Alternatives to going to court for family law disputes
Sir Andrew McFarlane, President of the Family Division and Chair of the Family Justice Council, speaking recently during a BBC Radio 4 broadcast has set out his view that “about 20% of the families who come to court to have a dispute about their children resolved, would be better served by at least, first of all trying to sort it out themselves in other ways.”
Before making a family court application, unless some of the limited exemptions apply (for example, in cases where there is real urgency) applicants must attend a Mediation Information and Assessment Meeting (MIAM). This allows applicants to explore, with a mediator, whether mediation would be appropriate for their case. This requirement is strictly upheld and the court can reject an application or order parties to attend if they have not previously attended or wrongly claimed an exemption.
There are many alternatives to going to court when it comes to resolving family law disputes, whether they be about finances or children, and these include:
- Mediation - the parties agree the identity of their mediator, who is an impartial and independent professional, trained to assist couples resolve disputes. The mediator does not enforce a solution but helps the couple work together to reach an agreement. The Government has recently launched a scheme whereby eligible couples can receive a contribution of up to £500 towards the cost of mediation in a bid to try and encourage couples to engage in mediation first before turning to the courts.

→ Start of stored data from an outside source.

PR #747, opened 2019-01-01
checkers: make docStub more reliable

### LINKED ISSUE #640: lint: false positives in docStub
docStub prints warnings for signatures like:
```go
// Issue 24791.
func TestClonePipe(t *testing.T) {
}
```
It shouldn't.

Quasilyte:
Fixes #640

### DIFF
--- a/checkers/docStub_checker.go
+++ b/checkers/docStub_checker.go
@@ -2,7 +2,9 @@ package checkers
 
 import (
 	"go/ast"
+	"go/token"
 	"regexp"
+	"strings"
 
 	"github.com/go-lintpack/lintpack"
 	"github.com/go-lintpack/lintpack/astwalk"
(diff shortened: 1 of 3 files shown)


checkers/docStub_checker.go
```diff
@@ -25,25 +27,69 @@ func Foo() {}
...
+		}
+	}
+}
+
+func (c *docStubChecker) visitDoc(decl ast.Node, sym *ast.Ident, doc *ast.CommentGroup, article bool) {
+	if !sym.IsExported() || doc == nil {
+		return
+	}
+	line := strings.TrimSpace(doc.List[0].Text[len("//"):])
+	if article {
```
cristaloleg: Can we enable it by default?
`The Foo does bla-bla` seems possible.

- Collaborative Law - couples agree in writing with their solicitors to work towards reaching an agreement, without going to court. Negotiations to try and reach an agreement take place between each of the parties and their respective lawyers.

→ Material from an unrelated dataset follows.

PR #754, opened 2019-01-08
all: use modules for coverage

cristaloleg:


Quasilyte:
I think it can be closed.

- Arbitration - the parties appoint an arbitrator (usually a family law barrister or solicitor) who considers the case each party puts forward and makes a decision as to the dispute that will be final and legally binding on the couple.
Alternative forms of dispute resolution may not always be appropriate, for example, mediation is unlikely to be appropriate for a couple where one or both are making allegations of domestic abuse and/or there is a power imbalance between them that cannot be managed by a mediator.
Alternative forms of dispute resolution are well engrained and form part of the family law framework and, given the overburdened family court, are very much encouraged by family judges. Where alternative forms of dispute resolution are appropriate there can be many advantages, not least saving the emotional and financial cost of going to court and also enabling the parties to have more control over the outcome.
My feeling is that about 20% of the families who come to court to have a dispute about their children resolved, would be better served by at least, first of all trying to sort it out themselves in other ways.